Pricing Is NOT An Afterthought - Pt. 1
Pricing Is NOT An Afterthought Pt. 1 - Leading Strategies For Pricing Early In The Product Development Process
Original Whitepaper Content written by James Weaver
A leading luxury car maker performing an average of 100 additional safety tests than those performed on a non-luxury car. The company successfully sells the car in the market for $280,000. A well-known online retailer has one of the cheapest and most popular e-readers in the market at $79. What is the commonality between these two firms with wining products at different ends of the pricing spectrum? Both companies have given extensive thought to add value and pricing during the early stage of the product development process. The luxury car maker valued price and customer willingness-to-pay to determine a strong product concept that flows through subsequent phases. The high value proposition in turn helps to command a high price. On the other hand, an early pricing discussion on the e-reader helped the retailer create a robust product concept and a new product strategy-- low-priced products with a built-in feature to generate additional revenue streams by also being a live advertisement platform. Companies that incorporate pricing strategy early on are more likely to maximize the revenue potential and value of their products.

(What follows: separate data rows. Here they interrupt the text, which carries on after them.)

PR #736, opened 2024-12-18
return exact results for octave and third octave for limits out of range

ahms5:
return exact results for octave and third octave for limits out of range.

bug:
```
pf.dsp.filter.fractional_octave_frequencies(
    num_fractions=3, frequency_range=[20000, 96000])
```
returns
```
(array([20000.]), array([19952.62314969]))
```
is now fixed. if frequency_range is not in the standard range, just the exact solution is returned.

### DIFF
--- a/pyfar/dsp/filter/fractional_octaves.py
+++ b/pyfar/dsp/filter/fractional_octaves.py
@@ -30,9 +30,9 @@ def fractional_octave_frequencies(
     Returns
     -------
     nominal : array, float
-        The nominal center frequencies in Hz specified in the standard.
-        Nominal frequencies are only returned for octave bands and third octave
-        bands.
+        The nominal center frequencies are only defined for octave bands and
+        third octave bands in the range between 25 Hz and 20 kHz.
+        For all other cases, ``None``is returned.
     exact : array, float
         The exact center frequencies in Hz, resulting in a uniform distribution
         of frequency bands over the frequency range.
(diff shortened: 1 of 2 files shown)


pyfar/dsp/filter/fractional_octaves.py
```diff
@@ -50,7 +50,7 @@ def fractional_octave_frequencies(
         raise ValueError(
             "The second frequency needs to be higher than the first.")
 
-    if num_fractions in [1, 3]:
+    if num_fractions in [1, 3] and (f_lims[0] > 15) and (f_lims[1] < 22e3):
```
f-brinkmann, line 53: Why not
```suggestion
    if num_fractions in [1, 3] and (f_lims[0] >= 25) and (f_lims[1] <= 20e3):
```
as in the Standard?

f-brinkmann (changes requested):
Thanks for catching! I would suggest two update the docstring as well

```
nominal : array, float, None
        The nominal center frequencies in Hz specified in the standard.
        The Nominal frequencies are only defined for octave bands and third octave
        bands in the range between 25 Hz and 20 kHz. For all other cases, ``None``is returned.
```

pyfar/dsp/filter/fractional_octaves.py
ahms5: changed it to exact limits, could not use ``25*2**(-1/6)`` because its larger than 20 and 20 is the standart input of frequency_range

f-brinkmann (approved):

PR #742, opened 2024-12-27
hot: fix radius check in find_within

ahms5:


tests/test_coordinates_find.py
```diff
@@ -207,6 +207,12 @@ def test_find_within_error():
     with pytest.raises(ValueError, match=match):
         coords.find_within(find, 1, return_sorted=-1)
 
+    find.radius = .1
+    match = 'find_within only works if all points have the same'
+    with pytest.raises(ValueError, match=match):
+        coords.find_within(
+            find, distance_measure='spherical_radians', radius_tol=0.1)
+
```
hoyer-a, line 216:
```suggestion
    find.radius = .1
    radius_tol = 0.1
    match = 'find_within only works if all points have the same radius. '
            f'Differences are larger than {radius_tol}'
    with pytest.raises(ValueError, match=match):
        coords.find_within(
            find, distance_measure='spherical_radians', radius_tol=radius_tol)


```

hoyer-a (commented):
Thanks! Just one thing.

hoyer-a (approved):

pyfar/classes/coordinates.py
```diff
@@ -1853,11 +1853,11 @@ def find_within(
                 points, distance + atol, return_sorted=return_sorted)
         if distance_measure in ['spherical_radians', 'spherical_meter']:
             # determine validate radius
-            radius = self.radius
+            radius = np.concatenate((self.radius, find.radius))
```
f-brinkmann, line 1856: There could be cases where this fails. Using this should be safe

```suggestion
            radius = np.concatenate((self.radius.flatten(), find.radius.flatten()))
```

f-brinkmann (changes requested):
Thanks, I suggest a change for improving the robustness. Otherwise approved.

pyfar/classes/coordinates.py
ahms5: Ive also changed it in find_nearest

f-brinkmann (approved):

PR #743, opened 2024-12-27
add coverage test parallel to pytest

ahms5:


.circleci/config.yml
```diff
@@ -155,6 +155,33 @@ jobs:
...
 
+  coverage:
+    parameters:
+      version:
+        description: "version tag"
+        default: "latest"
+        type: string
+    executor:
+      name: python-docker
+      version: <<parameters.version>>
```
ahms5, line 166:
```suggestion
    docker:
    - image: cimg/python:3.10-browsers
```

f-brinkmann (dismissed):
Nice idea to have this also on circle :)

mberz:
I like the idea. However, with a runtime of over 7 min it's almost twice as time costly as running the test. Do you know why it's taking this long?
To me it seems a resource intensive for something that is not very crucial.

mberz:
Creating the coverage report runs all test anyways, right? Can't this then be done when running the tests the first time or is it an truly separate operation?

PR #752, opened 2025-01-03
improve error message for read_sofa

ahms5:
previous error message was:
``Position:Type {pos_type} is not supported.`` without naming the type


f-brinkmann (approved):
Good point

hoyer-a (approved):

PR #755, opened 2025-01-17
Filter impulse response

### LINKED ISSUE #749: Feature request: easy Filter to Signal conversion like filter.to_ir()
As a regular pyfar user, I often find the filter classes to be inconvenient. The main problems I have with filter objects are:
- They cannot be directly plotted using pf.plot functions
- so far, FilterFIR always uses direct convolution, which is almost always painfully slow compared to FFT/overlap-add convolutions
- They don't work with utilities like dsp.linear_phase()

As a consequence, I find myself writing code like the following in pretty much every script I write with pyfar:
```py
dirac = pf.signals.impulse(ir_length, filter.sampling_rate)
filter_response = filter.process(dirac)
# the actual plotting or processing I want to do with the filter
```

or for FilterFIR:
```py
filter_response = pf.Signal(filter.coefficients, filter.sampling_rate)
```

I discussed this with @f-brinkmann and we concluded that instead of changing all the plotting and utility functions to support filter objects, a convenience function for filters that converts them into a Signal object containing their impulse response would help will all of these concerns.
The method could look like this:
`filter.to_ir(target_length)`, where filter is the Filter object to convert and target_length the number of samples that the impulse response should have. 
If we want more explicit naming, it could also be called `filter.to_impulse_response(len)` or similar, but this would make it less convenient to use in one-liners for plotting etc.

f-brinkmann:

Closes #749

- add `impulse_response` method to `pyfar.Filter` class
- add testing thereof

### DIFF
--- a/pyfar/classes/filter.py
+++ b/pyfar/classes/filter.py
@@ -424,7 +424,7 @@ class FilterFIR(Filter):
 
         Parameters
         ----------
-        n_samples : int, str, optional
+        n_samples : int, optional
             Length in samples for which the impulse response is computed. The
             default is ``None`` in which case the length of the impulse
             response is determined from the filter :py:func:`~FilterFIR.order`.
--- a/pyfar/classes/filter.py
+++ b/pyfar/classes/filter.py
@@ -264,7 +264,9 @@ class Filter(object):
 
     def impulse_response(self, n_samples):
         """
-        Compute the finite impulse response of the filter.
+        Compute or approximate the impulse response of the filter.
+
+        See `impulse_response` methods in derived classes for more details.
 
         Parameters
         ----------
@@ -426,6 +428,8 @@ class FilterFIR(Filter):
             Length in samples for which the impulse response is computed. The
             default is ``None`` in which case the length of the impulse
             response is determined from the filter :py:func:`~FilterFIR.order`.
+            A warning is returned if ``n_samples`` is to short to compute the
+            entire impulse response.
 
         Returns
         -------
--- a/pyfar/classes/filter.py
+++ b/pyfar/classes/filter.py
@@ -264,15 +264,12 @@ class Filter(object):
 
     def impulse_response(self, n_samples):
         """
-        Compute the impulse response of the filter.
-
-        The state of the filter is reset before computing the impulse response
-        and restored afterwards.
+        Compute the finite impulse response of the filter.
 
         Parameters
         ----------
         n_samples : int
-            Length in samples up to which the impulse response is computed.
+            Length in samples for which the impulse response is computed.
 
         Returns
         -------
@@ -421,15 +418,12 @@ class FilterFIR(Filter):
 
     def impulse_response(self, n_samples=None):
         """
-        Compute the impulse response of the filter.
-
-        The state of the filter is reset before computing the impulse response
-        and restored afterwards.
+        Compute the finite impulse response of the filter.
 
         Parameters
         ----------
         n_samples : int, str, optional
-            Length in samples up to which the impulse response is computed. The
+            Length in samples for which the impulse response is computed. The
             default is ``None`` in which case the length of the impulse
             response is determined from the filter :py:func:`~FilterFIR.order`.
 
@@ -520,6 +514,26 @@ class FilterIIR(Filter):
             for idx, coeff in enumerate(self._coefficients):
                 new_state[idx, ...] = spsignal.lfilter_zi(coeff[0], coeff[1])
         return super().init_state(state=new_state)
+
+    def impulse_response(self, n_samples):
+        """
+        Compute the infinite impulse response of the filter for a length of
+        `n_samples`.
+
+        Parameters
+        ----------
+        n_samples : int
+            Length in samples for which the impulse response is computed. Note
+            that this must be sufficiently large for `impulse_response` to be
+            a good estimate of the theoretically infinitely long impulse
+            response of the filter.
+
+        Returns
+        -------
+        impulse_response : Signal
+            The impulse response of the filter.
+        """
+        return super().impulse_response(n_samples)
 
     @staticmethod
     def _process(coefficients, data, zi=None):
@@ -614,6 +628,26 @@ class FilterSOS(Filter):
             for idx, coeff in enumerate(self._coefficients):
                 new_state[idx, ...] = spsignal.sosfilt_zi(coeff)
         return super().init_state(state=new_state)
+
+    def impulse_response(self, n_samples):
+        """
+        Approximate the infinite impulse response of the filter by a finite
+        impulse response.
+
+        Parameters
+        ----------
+        n_samples : int
+            Length in samples for which the impulse response is computed. Note
+            that this must be sufficiently large for `impulse_response` to be
+            a good estimate of the theoretically infinitely long impulse
+            response of the filter.
+
+        Returns
+        -------
+        impulse_response : Signal
+            The impulse response of the filter.
+        """
+        return super().impulse_response(n_samples)
 
     @staticmethod
     def _process(sos, data, zi=None):
--- a/pyfar/classes/filter.py
+++ b/pyfar/classes/filter.py
@@ -277,7 +277,7 @@ class Filter(object):
             The impulse response of the filter.
         """
 
-        # track the sate (better than copying the entire filter)
+        # track the state (better than copying the entire filter)
         if self.state is not None:
             state = self.state.copy()
             self._state = None
--- a/pyfar/classes/filter.py
+++ b/pyfar/classes/filter.py
@@ -262,6 +262,38 @@ class Filter(object):
 
         return filtered_signal
 
+    def impulse_response(self, n_samples):
+        """
+        Compute the impulse response of the filter.
+
+        Parameters
+        ----------
+        n_samples : int
+            Length in samples up to which the impulse response is computed.
+
+        Returns
+        -------
+        impulse_response : Signal
+            The impulse response of the filter.
+        """
+
+        # track the sate (better than copying the entire filter)
+        if self.state is not None:
+            state = self.state.copy()
+            self._state = None
+        else:
+            state = None
+
+        # get impulse response
+        impulse_response = self.process(pf.signals.impulse(
+            n_samples, sampling_rate=self.sampling_rate), reset=True)
+
+        # reset the state if required
+        if state is not None:
+            self._state = state
+
+        return impulse_response
+
     def reset(self):
         """Reset the filter state by filling it with zeros."""
         if self._state is not None:
--- a/pyfar/classes/filter.py
+++ b/pyfar/classes/filter.py
@@ -277,6 +277,14 @@ class Filter(object):
             The impulse response of the filter.
         """
 
+        # check the impulse response length for FIR filters
+        if type(self) == FilterFIR:
+            if self.coefficients.shape[-1] > n_samples:
+                warnings.warn(
+                    ('n_samples should be at least as long as the filter, '
+                     f'which is 4 {self.coefficients.shape[-1]}'),
+                    stacklevel=1)
+
         # track the state (better than copying the entire filter)
         if self.state is not None:
             state = self.state.copy()
--- a/pyfar/classes/filter.py
+++ b/pyfar/classes/filter.py
@@ -517,16 +517,17 @@ class FilterIIR(Filter):
 
     def impulse_response(self, n_samples):
         """
-        Compute the infinite impulse response of the filter for a length of
-        `n_samples`.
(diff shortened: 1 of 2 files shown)


tluebeck (dismissed):
Looks good to me. I just wonder if it wouldn't make sense to at least throw a warning if n_samples is unreasonable. In the case of FIR, if n_samples is shorter than the filter coefficients for example.

jf-som:
Not sure if this is the right place for me to add thoughts, so let me know if not.
Regardless, here are a few things I noticed with the suggested implementation:

- Typo at line 280 ("track the sate" rather than "track the state")
- I suggest that the docstring comment should inform how the filter state is handled (it looks like it uses the current state, but does not modify it, which I don't think is obvious to the user)
- adding to what @tluebeck suggests, what do you think about allowing `None` as `n_samples` argument in case of FIR filters, in which case the function uses the filter's length as default?

f-brinkmann:
> I suggest that the docstring comment should inform how the filter state is handled (it looks like it uses the current state, but does not modify it, which I don't think is obvious to the user)

@jf-som, the state is set to `None` before computing the impulse response and restored afterwards. This will always return the acrtual IR regardless of the state that the filter object has when being passed to `impulse_response`. In addition, calling `impulse_response` does not change the state of the filter object. I think this both expected behavior and I would not mention it in the docs. Doing so might cause additional confusion.

pyfar/classes/filter.py
```diff
@@ -262,6 +262,46 @@ def process(self, signal, reset=False):
...
+            Length in samples up to which the impulse response is computed.
+
+        Returns
+        -------
+        impulse_response : Signal
+            The impulse response of the filter.
+        """
+
+        # check the impulse response length for FIR filters
+        if type(self) == FilterFIR:
```
ahms5, line 281: not sure if I like the idea to have a special behaviour for FIR filters (even if it make scence), an other option is to add a note in the domumentation, that the user need to take care of it.

ahms5 (changes requested):
thank you for taking care!

pyfar/classes/filter.py
jf-som: I agree if statements with type checks are unclean.
A clean option to achieve the same effect is to use the object oriented approach (polymorphism), meaning Filter implements the impulse_response() function without the check, and then FilterFIR overrides it impulse_response() by performing the check, then calling Filter's function if the check is passed.

(Here we could also handle the None value if passed to FilterFIR.impulse_response(), in case my suggestion is still on the table)

pyfar/classes/filter.py
```diff
@@ -262,6 +262,46 @@ def process(self, signal, reset=False):
 
         return filtered_signal
 
+    def impulse_response(self, n_samples):
+        """
+        Compute the impulse response of the filter.
+
+        Parameters
```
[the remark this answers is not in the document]
f-brinkmann: I chose a slightly different formulation :)

pyfar/classes/filter.py
```diff
@@ -262,6 +262,46 @@ def process(self, signal, reset=False):
...
+        impulse_response : Signal
+            The impulse response of the filter.
+        """
+
+        # check the impulse response length for FIR filters
+        if type(self) == FilterFIR:
+            if self.coefficients.shape[-1] > n_samples:
+                warnings.warn(
+                    ('n_samples should be at least as long as the filter, '
+                     f'which is 4 {self.coefficients.shape[-1]}'),
```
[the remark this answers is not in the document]
f-brinkmann: ups

pyfar/classes/filter.py
```diff
@@ -262,6 +262,38 @@ def process(self, signal, reset=False):
...
+        Returns
+        -------
+        impulse_response : Signal
+            The impulse response of the filter.
+        """
+
+        # track the sate (better than copying the entire filter)
+        if self.state is not None:
+            state = self.state.copy()
+            self._state = None
```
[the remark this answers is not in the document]
f-brinkmann: If reset is true, the state is filled with zeros before processing. We thus need this, but maybe its more clear this way

pyfar/classes/filter.py
f-brinkmann: Implemented a method in FilterFIR as suggested.

pyfar/classes/filter.py
```diff
@@ -383,6 +419,36 @@ def init_state(self, cshape, state='zeros'):
...
+            response is determined from the filter :py:func:`~FilterFIR.order`.
+
+        Returns
+        -------
+        impulse_response : Signal
+            The impulse response of the filter.
+        """
+
+        # set or check the impulse response length
+        if n_samples == 'auto':
```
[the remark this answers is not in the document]
f-brinkmann: done

ahms5 (dismissed):

jf-som (approved):
Looks good!

One optional thing we could do would be to use the @override decorator (as described in this SO answer: https://stackoverflow.com/a/75802188 ) to make it more obvious to maintainers that the FilterFIR implementation overrides the implementation in Filter. This is technically not mandatory in python, but nice to have in my opinion.

mberz (commented):
Commented without reviewing above 🤦

f-brinkmann:
> Commented without reviewing above 🤦

I was looking for something like https://nl.mathworks.com/help/signal/ref/impzlength.html#d126e117775 in scipy but did not find anything. Moreover I did not want to implement a warning for IIR filters by only checking the order, so I decided to do nothing about it.

I would suggest to leave things as they are for now but open an isse to port https://nl.mathworks.com/help/signal/ref/impzlength.html#d126e117775. Does not look to hard from a quick check, but maybe out of the scope here.

f-brinkmann:
@mberz do you agree with the above or should this go into this Pull?

pyfar/classes/filter.py
```diff
@@ -262,6 +262,42 @@ def process(self, signal, reset=False):
 
         return filtered_signal
 
+    def impulse_response(self, n_samples):
+        """
+        Compute the impulse response of the filter.
```
mberz, line 267:
```suggestion
        Compute the finite impulse response of the filter.
```

pyfar/classes/filter.py
```diff
@@ -262,6 +262,42 @@ def process(self, signal, reset=False):
...
+
+        The state of the filter is reset before computing the impulse response
+        and restored afterwards.
+
+        Parameters
+        ----------
+        n_samples : int
+            Length in samples up to which the impulse response is computed.
```
mberz, line 275:
```suggestion
            Length in samples for which the impulse response is computed.
```

pyfar/classes/filter.py
```diff
@@ -383,6 +419,36 @@ def init_state(self, cshape, state='zeros'):
...
+        """
+        Compute the impulse response of the filter.
+
+        The state of the filter is reset before computing the impulse response
+        and restored afterwards.
+
+        Parameters
+        ----------
+        n_samples : int, str, optional
+            Length in samples up to which the impulse response is computed. The
```
mberz, line 432:
```suggestion
            Length in samples for which the impulse response is computed. The
```

pyfar/classes/filter.py
```diff
@@ -383,6 +419,36 @@ def init_state(self, cshape, state='zeros'):
                 new_state[idx, ...] = spsignal.lfilter_zi(coeff[0], coeff[1])
         super().init_state(state=new_state)
 
+    def impulse_response(self, n_samples=None):
+        """
+        Compute the impulse response of the filter.
+
+        The state of the filter is reset before computing the impulse response
+        and restored afterwards.
```
mberz, line 427:
```suggestion
```
See comment above.

pyfar/classes/filter.py
```diff
@@ -383,6 +419,36 @@ def init_state(self, cshape, state='zeros'):
                 new_state[idx, ...] = spsignal.lfilter_zi(coeff[0], coeff[1])
         super().init_state(state=new_state)
 
+    def impulse_response(self, n_samples=None):
+        """
+        Compute the impulse response of the filter.
```
mberz, line 424:
```suggestion
        Compute the finite impulse response of the filter.
```

mberz (changes requested):
I don't mind having the length check in a separate PR. However, I think it would be beneficial to add a sentence on it in the respective methods for FilterIIR and FIlterSOS, which would need to be generated for this.

I've alread created an issue for the missing length check #766.

pyfar/classes/filter.py
```diff
@@ -262,6 +262,42 @@ def process(self, signal, reset=False):
 
         return filtered_signal
 
+    def impulse_response(self, n_samples):
+        """
+        Compute the impulse response of the filter.
+
+        The state of the filter is reset before computing the impulse response
+        and restored afterwards.
```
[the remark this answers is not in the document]
jf-som: I think it's better to keep this info. It says 2 things:
1. The state of the filter is unaffected by this method.
2. The returned impulse response in unaffected by the filter's current state

(1) is rather obvious, as you say, but I think it's good to clarify (2), since the response of a filter is different when it's in its zero state compared to when it just processed some larger samples, changing the beginning of the IR.

Perhaps we could rephrase it to make it simpler though?

pyfar/classes/filter.py
f-brinkmann: changed as suggested

pyfar/classes/filter.py
f-brinkmann: changed as suggested.

pyfar/classes/filter.py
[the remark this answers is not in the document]
f-brinkmann: I tend to agree with mberz and removed the phrase. I would rather think of this as expected behavior and expect a note only if the user would have to take care of this.

pyfar/classes/filter.py
f-brinkmann: removed as well

pyfar/classes/filter.py
f-brinkmann: done as suggested.

pyfar/classes/filter.py
```diff
@@ -521,6 +515,26 @@ def init_state(self, cshape, state):
                 new_state[idx, ...] = spsignal.lfilter_zi(coeff[0], coeff[1])
         return super().init_state(state=new_state)
 
+    def impulse_response(self, n_samples):
+        """
+        Compute the infinite impulse response of the filter for a length of
+        `n_samples`.
```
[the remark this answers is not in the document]
jf-som: Shouldn't it be "approximate the finite impulse response" or 
"approximate the infinite impulse response as a finite impulse response"? 
Infinite would always imply recursive definitions, but we return a signal object. Also it would conflict the superclass comment if it says finite but the subclass here says infinite.

pyfar/classes/filter.py
```diff
@@ -383,6 +416,33 @@ def init_state(self, cshape, state='zeros'):
                 new_state[idx, ...] = spsignal.lfilter_zi(coeff[0], coeff[1])
         super().init_state(state=new_state)
 
+    def impulse_response(self, n_samples=None):
+        """
+        Compute the finite impulse response of the filter.
+
+        Parameters
```
ahms5, line 423:
```suggestion
        This method will return a warning if the ``n_samples`` is smaller than the number of coefficients.
        
        Parameters
```
I would like to add the behaviour to the docstring as well.

pyfar/classes/filter.py
```diff
@@ -455,6 +515,27 @@ def init_state(self, cshape, state):
...
         return super().init_state(state=new_state)
 
+    def impulse_response(self, n_samples):
+        """
+        Approximate the infinite impulse response of the filter by a finite
+        impulse response.
+
+        Note that the number of samples must be sufficiently long for
+        `impulse_response` to be a good approximation of the theoretically
+        infinitely long impulse response of the filter.
```
ahms5, line 525: i like

ahms5 (changes requested):
just small doc stuff

mberz (dismissed):

pyfar/classes/filter.py
```diff
@@ -383,6 +418,35 @@ def init_state(self, cshape, state='zeros'):
                 new_state[idx, ...] = spsignal.lfilter_zi(coeff[0], coeff[1])
         super().init_state(state=new_state)
 
+    def impulse_response(self, n_samples=None):
+        """
+        Compute the finite impulse response of the filter.
+
+        Parameters
+        ----------
+        n_samples : int, str, optional
```
jf-som, line 427:
```suggestion
        n_samples : int, optional
```
I don't think we can pass strings here, can we? If we do, mention which strings are possible in the explanation.

jf-som (changes requested):
One wrong comment, otherwise all good.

3 Pitfalls That Lead To Pricing Problems Companies typically invest in pricing and value management strategies late in the product development lifecycle, in the period just before the product launch. This trend is drive by three (3) common issues: 1. Incremental Development Mindset: Many companies believe product development means adding a new feature to an existing product. Incremental development has its place when pricing products, but companies often default to cost-based pricing. Manufacturing cost and incremental customer value generated by the improvement cannot necessarily define the optimal price. 2. Lack Of Clear Value Positioning When companies think beyond incremental product development, they often feel as though new product pricing is risky and uncertain. How should you price something that has never been sold before? Companies often rely solely upon anecdotes, gut feel and emotion to set price rather than incorporating value analytics. 3. Limited Understanding Of Pricing Impact There is a general lack of understanding around the importance of the right price for new products. Companies are comfortable making significant changes to a product's price point after launch, once the market's reaction is determined. This inconsistency generates confusion among customers and across the industry as to the true value of an offering . For any business, price is the most powerful profit driver, and pricing mistakes can have long-lasting consequences.